TASK REQUIREMENTS
Can you return the records below exactly as they stand, but only from the first line through the one with "ericliu121187, line 145: Does"?

GIVEN RECORDS
PR #179, opened 2020-05-08
Update WS_CONNECT scenarios

teddylo57:
-Updated scenarios for WS_CONNECTION based on previous FE PR https://github.com/ericliu121187/short-deck-poker/pull/178


backend/src/main/java/poker/services/users/UserService.java
```diff
@@ -137,47 +136,62 @@ static void sendMessageQueue(UUID uuid) {
...
-
-        UserService.sendDealerMessage(playersMap.get(connectedUUID).getUsername()
-                + " rejoined the table.");
+  static void sendConnectionResponse(Request request, MessageType messageType) {
+    if (messageType != null) {
+      Response response = new Response();
+      Response.Data connectResponseData = response.new Data();
+      connectResponseData.setCreatedAtUtc(Instant.now().toString());
+      response.setRequest(request);
+      switch (messageType) {
```
ericliu121187, line 145: Does `response.setType(messageType)` work?

teddylo57: Sure we could, switch was in case we want to make it more general in the future

PR #181, opened 2020-05-11
User has hand rank

ericliu121187:
User has hand rank shown.

We need to still figure out what the hand rank would be when the player folds or when they do not have a hand rank. For now, it's a small label on the cards, more styling to come.

https://share.getcloudapp.com/4guyNwng


teddylo57:
Looks good!

teddylo57:
Shows for both?

ericliu121187:
Good catch - will fix

PR #182, opened 2020-05-11
User sends uid on /login

ericliu121187:
In the future, we could probably rip out /login endpoint. Until then, frontend now passes up the `uid`.

https://share.getcloudapp.com/12uy7ex9


teddylo57:
Agreed, we can rip it when we implement lobby

PR #184, opened 2020-05-11
Reset table

teddylo57:
-Stand players up during reset table


teddylo57:
Yeah, the other change was minor so I worked off this branch

PR #188, opened 2020-05-12
User has loading screen

ericliu121187:
Hard to see in the video - now there is loading screen. Before, it would flicker to the login page and then flicker to the table.

https://share.getcloudapp.com/WnuG6p5d


teddylo57:
This is a good feature, but it breaks incognito login.

Loading should transition to /login if WS_CONNECT_FAILURE is sent

PR #190, opened 2020-05-13
fixes include sitting down with no chips

teddylo57:
-Reset for all players, not just seated
-Cannot sit with no chips


backend/src/main/java/poker/Api.java
```diff
@@ -14,7 +14,7 @@
 
   private static final Properties properties = new Properties();
 
-  public static Table testTable = new Table("SDP 10 ETH tournament", 1, BlindLevel.BLIND_25_50);
+  public static Table testTable = new Table("SDP Tournament", 1, BlindLevel.BLIND_25_50);
```
ericliu121187, line 17: Why did we call it 10 ETH? Because of 10 ethereum?? Haha

backend/src/main/java/poker/models/game/Table.java
```diff
@@ -336,23 +336,25 @@ public void run() {
...
-              player.setYetToAct(false);
-              player.setAllIn(false);
-            });
     for (Seat seat : seats) {
       if (seat.getPlayer() != null) {
         standUp(seat.getSeatNumber(), seat.getPlayer());
       }
     }
+
+    UserService.getAllPlayers().stream()
```
ericliu121187, line 345: JIC players stand up and sit back down? Or relogin?

backend/src/main/java/poker/services/gameplay/GameService.java
```diff
@@ -252,6 +252,7 @@ private static HoleCards getPlayersHoleCards(String username) {
 
   // TODO: Debug feature
   public static void resetTournament() throws IOException {
+    UserService.sendDealerMessage("Table has been reset. Please take a seat");
```
ericliu121187, line 255: 👌

backend/src/main/java/poker/services/users/UserService.java
```diff
@@ -224,11 +224,11 @@ static void sitUser(Session user, Request request) {
         .filter(seat -> seat.getSeatNumber() == seatNumber)
         .findFirst()
         .get()
-        .isAvailable()) {
+        .isAvailable() && playersMap.get(request.getData().getUid()).getChips() > 0) {
```
ericliu121187, line 227: From a product standpoint, to make it simpler:

1. Player can only sit back to their previous seat.
1. Once a seat is taken by a player, only that player can sit it.
1. If a new game is started, all seats are reset.

backend/src/main/java/poker/services/users/UserService.java
```diff
@@ -224,11 +224,11 @@ static void sitUser(Session user, Request request) {
...
       Api.testTable.sitDown(seatNumber, getPlayer(user));
       response.setType(MessageType.WS_SIT_DOWN_SUCCESS);
     } else {
-      sitResponseData.setError("That seat is already taken.");
+      sitResponseData.setError("You are unable to sit there. Please ensure there is no one seated there and you have the correct chip amount");
```
ericliu121187, line 231: Nit: from client perspective, the error message would be clearer and more usable if it included what "correct" meant. In this case, maybe the better message could be "You are unable to sit there. That seat might be taken already or you have no chips left."

PR #793, opened 2023-10-03
Add Detekt Linting

sarahkoop:
### Summary of changes

 - Add `detekt` for Kotlin linting 
 - Fix lint errors or suppress warnings for each issue (I attempted to resolve issues that didn't require actual logic/code changes and suppressed most of the "SwallowedException" errors that would require logic changes to keep this PR simple and to be resolved in the future)

 ### Checklist

### Authors

- @sarahkoop


BraintreeCore/src/main/java/com/braintreepayments/api/AnalyticsClient.kt
```diff
@@ -131,6 +137,7 @@ internal class AnalyticsClient @VisibleForTesting constructor(
         } catch (e: Exception) {
             ListenableWorker.Result.failure()
         }
+        }
```
jaxdesmarais, line 140: Is it just me or does this look weird with two `}` at the same level?

jaxdesmarais (approved):

BraintreeCore/src/main/java/com/braintreepayments/api/AnalyticsClient.kt
sarahkoop: Oh yes the indentation was messed up here - fixed!

PR #795, opened 2023-10-04
Remove Preferred Payment Methods

sarahkoop:
### Summary of changes

 - Remove Preferred Payment Methods from BraintreeCore and demo app
 - _Open Question_: should this change go on v5 or main? Our docs say this feature is beta so could remove in v4 instead

 ### Checklist

 - [x] Added a changelog entry

### Authors

- @sarahkoop


sshropshire (approved):

scannillo (approved):
Changes look good, but I would remove it in V4

PR #798, opened 2023-10-05
Add VenmoLauncher API

sarahkoop:
### Summary of changes

 - Add `VenmoLauncher` and associated API to decouple `VenmoClient` from activity result handling
 - Remove `VenmoClient` API for activity result handling

The `VenmoFragment` demo app integration and `v5_MIGRATION_GUIDE` show what this new integration pattern looks like. I opted to rename the existing `tokenizeVenmoAccount` method to `requestAuthChallenge`, then the merchant launches the auth challenge, and passes that result to a new `tokenizeVenmoAccount` method (previously internal method called `onVenmoResult`). 

I think keeping a `tokenizeVenmoAccount` method existing, and adding one step the merchant has to take before it makes most sense, but please weigh in if that feels complicated and we should just do new method names for both.

 ### Checklist

 - [x] Added a changelog entry

### Authors

- @sarahkoop


sshropshire (approved):
🔥 ! I have a couple q's that are out of scope I'll add in. This is great!

Demo/src/main/java/com/braintreepayments/demo/VenmoFragment.java
```diff
@@ -35,14 +37,20 @@ public View onCreateView(@NonNull LayoutInflater inflater, @Nullable ViewGroup c
...
         return view;
     }
 
-    private void handleVenmoResult(VenmoAccountNonce venmoAccountNonce) {
+    private void handleVenmoResult(VenmoAccountNonce nonce, Exception error) {
+        if (nonce != null) {
+            handleVenmoAccountNonce(nonce);
+        } else {
+            handleError(error);
+        }
```
sshropshire, line 51: This isn't relevant to this PR, but worth mentioning. I remember from that one discussion a merchant dev mentioned nullability in callbacks being a hinderance. It may be worth considering a single result type for result callbacks so that `null` checks aren't required.

I recently thought about having an interface type in PPCP e.g. `VenmoResult` that would allow logic like:
```java
if (result instanceof VenmoSuccessResult) {
  // handle success
} else if (result instanceof VenmoErrorResult) {
  // handle error
}
``` 
There are other ways too, like using enums. Just a thought I wanted to share. We have to figure something out on PPCP too. It'll be a good topic to brainstorm on going forward.

Demo/src/main/java/com/braintreepayments/demo/VenmoFragment.java
```diff
@@ -35,14 +37,20 @@ public View onCreateView(@NonNull LayoutInflater inflater, @Nullable ViewGroup c
         venmoButton = view.findViewById(R.id.venmo_button);
         venmoButton.setOnClickListener(this::launchVenmo);
 
-        braintreeClient = getBraintreeClient();
-        venmoClient = new VenmoClient(this, braintreeClient);
-        venmoClient.setListener(this);
+        venmoLauncher = new VenmoLauncher(this, venmoAuthChallengeResult ->
+                venmoClient.tokenizeVenmoAccount(venmoAuthChallengeResult, this::handleVenmoResult));
```
sshropshire, line 41: More 🧠 🌦️ : I wonder if composing a reference to `BraintreeClient` within each Launcher would be a good design pattern once `ClientTokenProvider` is no longer required. It would make a method like `venmoLauncher.authenticateVenmoUser()` possible. It might be cool, but it might be worth holding off to keep it simple.

Demo/src/main/java/com/braintreepayments/demo/VenmoFragment.java
sarahkoop: Ah yes I remember that feedback - I think a single result type could be a good move. I'll go forward with these API changes with the dual results for now and create a ticket to reconsider the approach and align across all modules

Demo/src/main/java/com/braintreepayments/demo/VenmoFragment.java
sarahkoop: Agreed I have a separate ticket to do this across all the modules - I think it would make most merchant integration stories simpler and we can add a params object for customization if needed

jaxdesmarais (approved):
🔥

v5_MIGRATION_GUIDE.md
```diff
@@ -19,5 +20,46 @@ Now, you can tokenize with just the card details:
...
+```kotlin
 
+class MyActivity : FragmentActivity() {
+    
+    private lateinit var venmoLauncher: VenmoLauncher
+    private lateinit var braintreeClient: BraintreeClient
+    private lateinit var venmoClient: VenmoClient
+    
+    @override fun onCreate(savedInstanceState: Bundle?) {
+        venmoLauncher = VenmoLauncher(this) { authChallengeResult ->
```
scannillo, line 44: I think of "authentication challenge" as a barrier to protect against unauthorized users, and less so for general login. According to[ this definition](https://en.wikipedia.org/wiki/Challenge%E2%80%93response_authentication) though, a basic password authentication does qualify.

Just food for thought that this language might be confusing since for flows (3DS) the "challenge" is optional and not required.

scannillo: Maybe `continue` or `presentLogin` or `startLogin`?

v5_MIGRATION_GUIDE.md
```diff
@@ -19,5 +20,46 @@ Now, you can tokenize with just the card details:
...
+            }
+        }
+    }
+    
+    fun initializeClients() {
+        braintreClient = BraintreeClient(context, "TOKENIZATION_KEY_OR_CLIENT_TOKEN")
+        venmoClient = VenmoClient(braintreeClient)
+    }
+    
+    fun launchVenmoFlow() {
```
scannillo, line 57: Do we need this func? Looks like it isn't called anywhere in this sample snippet

v5_MIGRATION_GUIDE.md
sarahkoop: @sshropshire what are your thoughts on changing up this naming scheme? 

I'd be fine with something like `venmoClient.presentLogin` returning a `LoginResult` or keeping with this `authChallenge` naming. Thinking through the other modules if we want consistent naming:

PayPal and Venmo are "login" screens
Google Pay is just the Google Pay dialog so not sure either naming makes sense for that one (same with PayPalNativeCheckout)
3DS is a true auth challenge
Local Payment is likely a "login" screen
SEPA launches a mandate

Maybe it won't make sense to have naming consistency and we should just describe what each flow is doing? I do like the clarity across integrations of a single pattern though

v5_MIGRATION_GUIDE.md
sarahkoop: This is what would be invoked on the click of the pay with venmo button or however they are starting the payment flow. I didn't include the button/setup logic in this example - would that make it more clear or a code comment?

v5_MIGRATION_GUIDE.md
scannillo: Yeh, I'm with you on preferring a unified name across modules!

scannillo: I have a question which is _slightly tangential_, but I think could inform the discussion:

For 3DS, we'll still require merchants to call [`continuePerformVerification`](https://github.com/braintree/braintree_android/blob/d7e67f8bf1aa25a7560f4e2975543a0f33533778/ThreeDSecure/src/main/java/com/braintreepayments/api/ThreeDSecureClient.java#L265) in order to proceed with the challenge?

So would that look something like this (in pseudocode/short-hand)?

```
class MyActivity {
    fun onCreate() {
        threeDSecureLauncher { authChallengeResult ->
            threeDSecureClient.performVerification() {
                threeDSecureClient. continuePerformVerification()
            }
        }
    }

    func onClick() {
        threeDSecureClient.requestAuthChallenge()
    }
}

class MyClass: ThreeDSecureListener {
    fun onThreeDSecureSuccess() {
        // handle result/nonce
    }
}
```

Would the launcher & client steps be flipped?

Venmo/src/test/java/com/braintreepayments/api/VenmoLauncherUnitTest.java
```diff
@@ -0,0 +1,60 @@
...
+        String expectedKey = "com.braintreepayments.api.Venmo.RESULT";
+        ActivityResultRegistry activityResultRegistry = mock(ActivityResultRegistry.class);
+        FragmentActivity lifecycleOwner = new FragmentActivity();
+
+        VenmoLauncher sut = new VenmoLauncher(activityResultRegistry, lifecycleOwner, callback);
+
+        verify(activityResultRegistry).register(eq(expectedKey), same(lifecycleOwner),
+                Mockito.<ActivityResultContract<VenmoAuthChallenge, VenmoAuthChallengeResult>>any(),
+                Mockito.any());
+
```
scannillo, line 44:
```suggestion
```

Venmo/src/test/java/com/braintreepayments/api/VenmoLauncherUnitTest.java
```diff
@@ -0,0 +1,60 @@
...
+public class VenmoLauncherUnitTest {
+    @Mock
+    ActivityResultLauncher<VenmoAuthChallenge> activityResultLauncher;
+    private VenmoAuthChallengeResultCallback callback;
+
+    @Before
+    public void beforeEach()  {
+        MockitoAnnotations.openMocks(this);
+        callback = mock(VenmoAuthChallengeResultCallback.class);
+    }
```
scannillo, line 32:
```suggestion
    }
    
```

Venmo/src/test/java/com/braintreepayments/api/VenmoLauncherUnitTest.java
```diff
@@ -0,0 +1,60 @@
...
+import org.junit.Test;
+import org.junit.runner.RunWith;
+import org.mockito.Mock;
+import org.mockito.Mockito;
+import org.mockito.MockitoAnnotations;
+import org.robolectric.RobolectricTestRunner;
+
+@RunWith(RobolectricTestRunner.class)
+public class VenmoLauncherUnitTest {
+    @Mock
```
scannillo, line 24:
```suggestion

    @Mock
```

Venmo/src/main/java/com/braintreepayments/api/VenmoLauncher.java
```diff
@@ -0,0 +1,63 @@
...
+     * Used to launch the Venmo authentication flow to tokenize a Venmo account. This class must
+     * be instantiated in the OnCreate method of your Fragment.
+     *
+     * @param fragment an Android Fragment from which you will launch the Venmo app
+     * @param callback a {@link VenmoAuthChallengeResultCallback} to receive the result of the
+     *                 Venmo app switch authentication flow
+     */
+    public VenmoLauncher(@NonNull Fragment fragment,
+                         @NonNull VenmoAuthChallengeResultCallback callback) {
+        this(fragment.getActivity().getActivityResultRegistry(), fragment.getViewLifecycleOwner(),
```
scannillo, line 31: Question - is `fragment.getViewLifecycleOwner()` something that would be acceptable for a merchant to do? Just curious if we need to offer 2 VenmoLauncher inits, or if doing so prevents issues.

Venmo/src/main/java/com/braintreepayments/api/VenmoLauncher.java
```diff
@@ -0,0 +1,63 @@
...
+    }
+
+    /**
+     * Used to launch the Venmo authentication flow to tokenize a Venmo account. This class must
+     * be instantiated in the OnCreate method of your Activity.
+     *
+     * @param activity an Android Activity from which you will launch the Venmo app
+     * @param callback a {@link VenmoAuthChallengeResultCallback} to receive the result of the
+     *                 Venmo app switch authentication flow
+     */
```
scannillo, line 42: 👏 This is super clear

scannillo (approved):
No blockers, just a few questions!

v5_MIGRATION_GUIDE.md
sarahkoop: Updated method name 👍

v5_MIGRATION_GUIDE.md
```diff
@@ -19,5 +20,46 @@ Now, you can tokenize with just the card details:
...
+activity result handling. 
+
+`VenmoLauncher` has been added to handle the app switching portion of the Venmo flow for user 
+authentication via the Venmo app. This class uses the Android Activity Result API and therefore 
+must be instantiated in the `OnCreate` method of your Activity or Fragment.
+
+`BraintreeClient` and `VenmoClient` no longer require references to Fragment or Activity and do not 
+need to be instantiated in `OnCreate`.
+
+```kotlin
```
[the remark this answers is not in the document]
sarahkoop: Very cool - added that!

v5_MIGRATION_GUIDE.md
sarahkoop: In the 3DS case, the `performVerification` method becomes `requestAuthChallenge` (or we could leave the `performVerification` naming as is)

```
class MyActivity {
    fun onCreate() {
        threeDSecureLauncher = ThreeDSecureLauncher(this) { authChallengeResult ->
              threeDSecureClient.continuePerformVerification() { nonce, error -> 
                  // handle nonce/error
             }
        }
    }

    func onClick() {
        threeDSecureClient.requestAuthChallenge(this, request) { authChallenge, error -> 
          threeDSecureLauncher.launch(authChallenge)
        }
    }
}
```

sarahkoop: I've added a ticket to re-asses the naming of the `requestAuthChallenge` method and make sure it makes sense across modules so I'm going to leave it as is in this PR

Venmo/src/main/java/com/braintreepayments/api/VenmoLauncher.java
scannillo: That's really helpful, thanks Sarah!

v5_MIGRATION_GUIDE.md
sshropshire: I'm all for merchants having an intuitive interface. It's a good callout to try and improve naming whenever we can! 

I don't have a major preference, but with this new design pattern the `Launcher` will be presenting the login flow instead of the `Client`. We talked about potentially allowing the Launcher to have a reference to the Client, that would make methods like `launcher.startLogin()` possible.

The current naming is tightly coupled to the underlying Android frameworks we use. The way it is now helps us a lot more than it'll help merchants. We should iterate on naming before GA to maximize API clarity.

PR #804, opened 2023-10-12
Fix Publish and Release CI

sarahkoop:
### Summary of changes

 - Recent release failed on the close and release step (not possible to test without releasing)
 - Investigation shows that breakout of publish an close/release actions doesn't work for multiple modules with the new gradle publish plugin
 - Updated this process to match `paypal-android` publish step exactly
 - Tested the publish to sonatype and see all modules within `braintree_android` staging repository
- Will need to run another full release to confirm the close step works now

 ### Checklist

### Authors

- @sarahkoop


jaxdesmarais (approved):
👻

sshropshire (approved):

PR #805, opened 2023-10-12
Update to Java 11 and Cleanup Files

sarahkoop:
### Summary of changes

 - Update project to compile for Java 11
 
**Reformat Only (no functional code changes):**
 - Replace explicit callbacks with lambdas throughout codebase (java 11 feature)
 - Run Android studio automated code cleanup on files (mainly fixes too long lines)

 ### Checklist

 - [x] Added a changelog entry

### Authors

- @sarahkoop

### DIFF
--- a/.github/workflows/release.yml
+++ b/.github/workflows/release.yml
@@ -14,7 +14,7 @@ jobs:
     steps:
       - name: Checkout Repository
         uses: actions/checkout@v2
-      - name: Setup Java 8
+      - name: Setup Java
         uses: ./.github/actions/setup
       # After decoding the secret key, place the file in ~ /. Gradle/ secring.gpg
       - name: Decode Signing Key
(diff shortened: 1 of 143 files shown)


sshropshire (approved):
🌊

.github/workflows/release.yml
```diff
@@ -14,7 +14,7 @@ jobs:
     steps:
       - name: Checkout Repository
         uses: actions/checkout@v2
-      - name: Setup Java 8
+      - name: Setup Java
```
jaxdesmarais, line 17: Do we care to specify the version in the `Setup Java` step? The answer may be no - more just thinking of me trying to remember where the java version is specified for the SDK and and always forgetting. 🙈

jaxdesmarais (approved):

.github/workflows/release.yml
sarahkoop: This is the version of Java that's use to build the modules and run the tests - we should try and keep it in line with the version we compile for, but it was actually already bumped to Java 11 in CI 😆  (this is just removing the "8" from the name of the task since it's incorrect)

jaxdesmarais: LOL - here I was assuming it was right the whole time 🙃

PR #806, opened 2023-10-13
Adding auth email config

kelay858:

### Summary of changes

 - Adding in the auth config for nxo to be able to set the merchant passed email

 ### Checklist

 - [ ] Added a changelog entry

-

### DIFF
--- a/PayPalNativeCheckout/src/main/java/com/braintreepayments/api/PayPalNativeRequest.java
+++ b/PayPalNativeCheckout/src/main/java/com/braintreepayments/api/PayPalNativeRequest.java
@@ -51,7 +51,7 @@ public abstract class PayPalNativeRequest implements Parcelable {
     private String riskCorrelationId;
     private final ArrayList<PayPalNativeCheckoutLineItem> lineItems;
     private String returnUrl;
-
+    private String authEmail;
     /**
      * Constructs a request for PayPal Checkout and Vault flows.
      */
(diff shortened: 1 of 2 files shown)


PayPalNativeCheckout/src/main/java/com/braintreepayments/api/PayPalNativeRequest.java
```diff
@@ -203,6 +203,21 @@ public void setReturnUrl(@NonNull String returnUrl) {
...
+    public String getUserAuthenticationEmail() {
+        return authEmail;
+    }
+
+    /**
+     * Optional: Sets the email of the user prior to calling authentication
+     *
+     * @param authEmail the users email address
+     */
+    public void setUserAuthenticationEmail(@NonNull String authEmail) {
```
sshropshire, line 216:
```suggestion
    public void setUserAuthenticationEmail(@Nullable String authEmail) {
```
I believe the annotations need to match up for Kotlin interop.

tdchow: Good catch!

sarahkoop (commented):
Code looks good but fix failing unit tests please

tdchow:
Thanks for the review!

It looks like there's a compile issue due to the `AuthConfig` param missing in the Checkout Config object. We'll need to update the Mobile Checkout SDK to 1.2.0 once it's available on maven central. So we can shelf this PR for now.

PayPalNativeCheckout/src/main/java/com/braintreepayments/api/PayPalNativeRequest.java
```diff
@@ -203,6 +203,21 @@ public void setReturnUrl(@NonNull String returnUrl) {
         this.returnUrl = returnUrl;
     }
 
+    @Nullable
+    public String getUserAuthenticationEmail() {
+        return authEmail;
+    }
+
+    /**
+     * Optional: Sets the email of the user prior to launching authentication
```
scannillo, line 212: Can we use the same docstring across [iOS](https://github.com/braintree/braintree_ios/pull/1118) and Android?

sarahkoop:
@kelay858 I think this has been replaced by #829 - is it ok to close this one?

OUTPUT FOR THIS EXERCISE
PR #179, opened 2020-05-08
Update WS_CONNECT scenarios

teddylo57:
-Updated scenarios for WS_CONNECTION based on previous FE PR https://github.com/ericliu121187/short-deck-poker/pull/178


backend/src/main/java/poker/services/users/UserService.java
```diff
@@ -137,47 +136,62 @@ static void sendMessageQueue(UUID uuid) {
...
-
-        UserService.sendDealerMessage(playersMap.get(connectedUUID).getUsername()
-                + " rejoined the table.");
+  static void sendConnectionResponse(Request request, MessageType messageType) {
+    if (messageType != null) {
+      Response response = new Response();
+      Response.Data connectResponseData = response.new Data();
+      connectResponseData.setCreatedAtUtc(Instant.now().toString());
+      response.setRequest(request);
+      switch (messageType) {
```
ericliu121187, line 145: Does `response.setType(messageType)` work?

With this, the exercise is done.